Output must match the data below exactly from its first line through the line that contains "WITHIN GROUP (ORDER BY total_time)", with no other line.

Collected data entries
────────────────────────────────────────
PR #1232, opened 2025-12-15
feat: allow excluding databases or users names in `stat_statements`

cristiangreco:
Add a couple of of options to the `stat_statements` collector that allow excluding certain database names or user names from metrics.

This is useful if you don't care about certain preconfigured databases with admin activity.

### DIFF
--- a/collector/pg_stat_statements.go
+++ b/collector/pg_stat_statements.go
@@ -173,7 +173,7 @@ const (
 			WITHIN GROUP (ORDER BY total_time)
 			FROM pg_stat_statements
 		)
-		%s
+		%s %s
 	ORDER BY seconds_total DESC
 	LIMIT %s;`
 
@@ -196,7 +196,7 @@ const (
 			WITHIN GROUP (ORDER BY total_exec_time)
 			FROM pg_stat_statements
 		)
-		%s
+		%s %s
 	ORDER BY seconds_total DESC
 	LIMIT %s;`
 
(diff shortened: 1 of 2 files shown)


collector/pg_stat_statements.go
```diff
@@ -319,3 +361,28 @@ func (c PGStatStatementsCollector) Update(ctx context.Context, instance *instanc
 	}
 	return nil
 }
+
```
sysadmind: Most of these 2 funcs are the same. Maybe we should consolidate to 1 function that just does the escaping and returns the slices.

collector/pg_stat_statements.go
```diff
@@ -198,11 +238,13 @@ func (c PGStatStatementsCollector) Update(ctx context.Context, instance *instanc
...
 		querySelect = fmt.Sprintf(pgStatStatementQuerySelect, c.statementLength)
 	}
+	databaseFilter := c.buildExcludedDatabasesClause()
+	userFilter := c.buildExcludedUsersClause()
 	statementLimit := defaultStatementLimit
 	if c.statementLimit > 0 {
 		statementLimit = fmt.Sprintf("%d", c.statementLimit)
 	}
-	query := fmt.Sprintf(queryTemplate, querySelect, statementLimit)
+	query := fmt.Sprintf(queryTemplate, querySelect, databaseFilter+userFilter, statementLimit)
```
sysadmind: Why put them both in the same parameter? It makes it less obvious. I think it would be better to have separate parameters.

PR #1246, opened 2026-01-25
feat: Add granted label pg_locks collector

### LINKED ISSUE #657: Add "granted" to pg_locks_count as a label
## Proposal

The current `pg_locks_count` metric doesn't differentiate between granted and not granted locks. To learn about the current congestion in the database, it would be good to divide the number of locks between granted and not-yet-granted locks. 

Link to the table definition in the PostgreSQL docs: https://www.postgresql.org/docs/current/view-pg-locks.html

For now, I'll go with a custom query, still I'd assume this feature would be helpful for other as well.

Starting with PostgreSQL 14 there is also the column `waitstart` that would allow to calculate the accumulated waiting time for all not-yet-granted locks. I assume that would be a different metric.

eugercek:
Hi,

This PR adds `granted` label to `pg_locks_count` metric.

Implements and Closes #657.

## Implementation Choices:

**Postgres version compatibility**: I believe `pg_locks.granted` exists since postgres started to using Git. This is [the commit](https://github.com/postgres/postgres/commit/580fb7fb41414da359133a0342505dd3c9a7756a) that `src/backend/catalog/system_views.sql` file is added and `pg_locks.granted `exists at that time too. Nov 11 2003. Also in [7.3.0 release notes](https://www.postgresql.org/docs/release/7.3.0/ ) `pg_locks` is mentioned. So It'll be available since 7.3.0, because of these I did not use `instance.version.GE` like check, it's too old.

**Metric format**: I did not touch current format it'll be cartesian product, `value=0` will be exists. Only added `granted` label.

**How bool is implemented**: Since we already use data point's value for count of the current data point, like in below metric we know that there are 9 locks for `granted="true",mode="accesssharelock"`, I can't use the metric's value like [`pg_replication_slot_slot_is_active`](https://github.com/prometheus-community/postgres_exporter/blob/9e42fc0145a9d780d824d961afb7b70867558424/collector/pg_replication_slot.go#L58-L65), so used a new label called `granted`.
```promql
pg_locks_count{datname="postgres",granted="true",mode="accesssharelock"} 9`
```

Because we use count value I couldn't use [this standard](https://github.com/prometheus-community/postgres_exporter/blob/9e42fc0145a9d780d824d961afb7b70867558424/collector/pg_replication_slot.go#L58-L65). Found open-telemetry/opentelemetry-dotnet#4822 standard looks like using lowercase `"true" "false"` so used that.

**Cardinality and Metric Count**: Cardinality will be 2, just `granted="true|false"`. But metric count will be doubled because of the added 2 new dimension.

## Tests

**Unit Test**:

```bash
go test ./collector -run TestPGLocksCollector -v
=== RUN   TestPGLocksCollector

  Metrics comparison ✔


1 total assertion

--- PASS: TestPGLocksCollector (0.00s)
PASS
ok      github.com/prometheus-community/postgres_exporter/collector     (cached)
```

**Manual test**

Ran below:
```
CREATE DATABASE foo;
-- \c foo
CREATE TABLE foo(name text);

begin;
LOCK TABLE foo IN EXCLUSIVE MODE; 

-- In another session
begin;
LOCK TABLE foo IN EXCLUSIVE MODE; 
```

` curl -s http://localhost:9187/metrics  | grep pg_locks | grep foo`

<details>

<summary>Output</summary>

```promql
pg_locks_count{datname="foo",granted="false",mode="accessexclusivelock"} 0
pg_locks_count{datname="foo",granted="false",mode="accesssharelock"} 0
pg_locks_count{datname="foo",granted="false",mode="exclusivelock"} 1
pg_locks_count{datname="foo",granted="false",mode="rowexclusivelock"} 0
pg_locks_count{datname="foo",granted="false",mode="rowsharelock"} 0
pg_locks_count{datname="foo",granted="false",mode="sharelock"} 0
pg_locks_count{datname="foo",granted="false",mode="sharerowexclusivelock"} 0
pg_locks_count{datname="foo",granted="false",mode="shareupdateexclusivelock"} 0
pg_locks_count{datname="foo",granted="false",mode="sireadlock"} 0
pg_locks_count{datname="foo",granted="true",mode="accessexclusivelock"} 0
pg_locks_count{datname="foo",granted="true",mode="accesssharelock"} 0
pg_locks_count{datname="foo",granted="true",mode="exclusivelock"} 1
pg_locks_count{datname="foo",granted="true",mode="rowexclusivelock"} 0
pg_locks_count{datname="foo",granted="true",mode="rowsharelock"} 0
pg_locks_count{datname="foo",granted="true",mode="sharelock"} 0
pg_locks_count{datname="foo",granted="true",mode="sharerowexclusivelock"} 0
pg_locks_count{datname="foo",granted="true",mode="shareupdateexclusivelock"} 0
pg_locks_count{datname="foo",granted="true",mode="sireadlock"} 0
```
</details>

### DIFF
--- a/collector/pg_locks.go
+++ b/collector/pg_locks.go
@@ -45,43 +45,52 @@ var (
 			"count",
 		),
 		"Number of locks",
-		[]string{"datname", "mode"}, nil,
+		[]string{"datname", "mode", "granted"}, nil,
 	)
 
 	pgLocksQuery = `
-		SELECT 
+		SELECT
 		  pg_database.datname as datname,
-		  tmp.mode as mode,
-		  COALESCE(count, 0) as count 
-		FROM 
+		  tmp_mode.mode as mode,
+		  tmp_granted.granted as granted,
+		  COALESCE(count, 0) as count
+		FROM
 		  (
-		    VALUES 
-		      ('accesssharelock'), 
-		      ('rowsharelock'), 
-		      ('rowexclusivelock'), 
-		      ('shareupdateexclusivelock'), 
-		      ('sharelock'), 
-		      ('sharerowexclusivelock'), 
-		      ('exclusivelock'), 
-		      ('accessexclusivelock'), 
+		    VALUES
+		      ('accesssharelock'),
+		      ('rowsharelock'),
+		      ('rowexclusivelock'),
+		      ('shareupdateexclusivelock'),
+		      ('sharelock'),
+		      ('sharerowexclusivelock'),
+		      ('exclusivelock'),
+		      ('accessexclusivelock'),
 		      ('sireadlock')
-		  ) AS tmp(mode)
-		  CROSS JOIN pg_database 
+		  ) AS tmp_mode(mode)
+		  CROSS JOIN (
+		    VALUES
+		      ('true'),
+		      ('false')
+		  ) AS tmp_granted(granted)
+		  CROSS JOIN pg_database
 		  LEFT JOIN (
-		    SELECT 
-		      database, 
-		      lower(mode) AS mode, 
-		      count(*) AS count 
-		    FROM 
-		      pg_locks 
-		    WHERE 
-		      database IS NOT NULL 
-		    GROUP BY 
-		      database, 
-		      lower(mode)
-		  ) AS tmp2 ON tmp.mode = tmp2.mode 
-		  and pg_database.oid = tmp2.database 
-		ORDER BY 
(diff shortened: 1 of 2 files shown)


ArthurSens (commented):
Adding a new label to an existing metric is a breaking change, so the least we can do here is a very big warning to the changelog 😬 

If I understand it correctly, this will also break our mixin alerts and dashboards, could you take a look at those?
────────────────────────────────────────
■ **Written reply**
PR #1232, opened 2025-12-15
feat: allow excluding databases or users names in `stat_statements`

cristiangreco:
Add a couple of of options to the `stat_statements` collector that allow excluding certain database names or user names from metrics.

This is useful if you don't care about certain preconfigured databases with admin activity.

### DIFF
--- a/collector/pg_stat_statements.go
+++ b/collector/pg_stat_statements.go
@@ -173,7 +173,7 @@ const (
 			WITHIN GROUP (ORDER BY total_time)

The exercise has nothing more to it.